# What to produce
The answer should be an exact copy of the data.

___ Record extracts

PR #1475, opened 2022-10-01
Port to GNOME 43

MacTavishAO:


MacTavishAO:
I think there's still room for an improvement here. I'll push my last changes tomorrow.

MacTavishAO:
@daniellandau I think it's ready now. It can be merged.

daniellandau:
Cool, I'll try to read through it and test ASAP, probably within thr next few days (other maintainers feel free to do it too if you have time before me).

MacTavishAO:
Should I fix CI errors and push a new commit?

steve-todorov:
Hey, 

I've just tried this PR and can confirm it works fine for me so far.
My setup is Ubuntu 22.10 (daily) with Gnome 43.0.
Could not find any issues so far :)

MacTavishAO:
> This is a very cosmetic issue - if you re-open the menu it shows everything properly.
Just reproduced this on my system and can confirm this bug exist. Deleting lines below should fix this issue. https://github.com/GSConnect/gnome-shell-extension-gsconnect/blob/9c4e7345e909a644d61d4216be0b75195d6dd43e/src/extension.js#L170-L230

Deleting these lines should be fine as we don't have a submenu anymore. Just to be safe could you also test this and report back before I push a fix?

steve-todorov:
Thanks for the update. I replaced the `extension.js` with the [36c59cd](https://github.com/GSConnect/gnome-shell-extension-gsconnect/commit/36c59cd9a8235ba2f7d070afa7615c27ec768336) revision, restarted gnome, but the issue still persists.
image

MacTavishAO:
> Thanks for the update. I replaced the `extension.js` with the [36c59cd](https://github.com/GSConnect/gnome-shell-extension-gsconnect/commit/36c59cd9a8235ba2f7d070afa7615c27ec768336) revision, restarted gnome, but the issue still persists. image

It's working for me as can be seen in video below.

https://user-images.githubusercontent.com/25158549/193570782-ca9ccc50-773d-47de-a68c-c045e1b4a98b.mp4

Could you try installing this [zip](https://github.com/MacTavishAO/gnome-shell-extension-gsconnect/releases/tag/v56.3) and try again? Maybe it's a one time thing.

______

# Result below
PR #1475, opened 2022-10-01
Port to GNOME 43

MacTavishAO:


MacTavishAO:
I think there's still room for an improvement here. I'll push my last changes tomorrow.

MacTavishAO:
@daniellandau I think it's ready now. It can be merged.

daniellandau:
Cool, I'll try to read through it and test ASAP, probably within thr next few days (other maintainers feel free to do it too if you have time before me).

MacTavishAO:
Should I fix CI errors and push a new commit?

steve-todorov:
Hey, 

I've just tried this PR and can confirm it works fine for me so far.
My setup is Ubuntu 22.10 (daily) with Gnome 43.0.
Could not find any issues so far :)

MacTavishAO:
> This is a very cosmetic issue - if you re-open the menu it shows everything properly.
Just reproduced this on my system and can confirm this bug exist. Deleting lines below should fix this issue. https://github.com/GSConnect/gnome-shell-extension-gsconnect/blob/9c4e7345e909a644d61d4216be0b75195d6dd43e/src/extension.js#L170-L230

Deleting these lines should be fine as we don't have a submenu anymore. Just to be safe could you also test this and report back before I push a fix?

steve-todorov:
Thanks for the update. I replaced the `extension.js` with the [36c59cd](https://github.com/GSConnect/gnome-shell-extension-gsconnect/commit/36c59cd9a8235ba2f7d070afa7615c27ec768336) revision, restarted gnome, but the issue still persists.
image

MacTavishAO:
> Thanks for the update. I replaced the `extension.js` with the [36c59cd](https://github.com/GSConnect/gnome-shell-extension-gsconnect/commit/36c59cd9a8235ba2f7d070afa7615c27ec768336) revision, restarted gnome, but the issue still persists. image

It's working for me as can be seen in video below.

https://user-images.githubusercontent.com/25158549/193570782-ca9ccc50-773d-47de-a68c-c045e1b4a98b.mp4

Could you try installing this [zip](https://github.com/MacTavishAO/gnome-shell-extension-gsconnect/releases/tag/v56.3) and try again? Maybe it's a one time thing.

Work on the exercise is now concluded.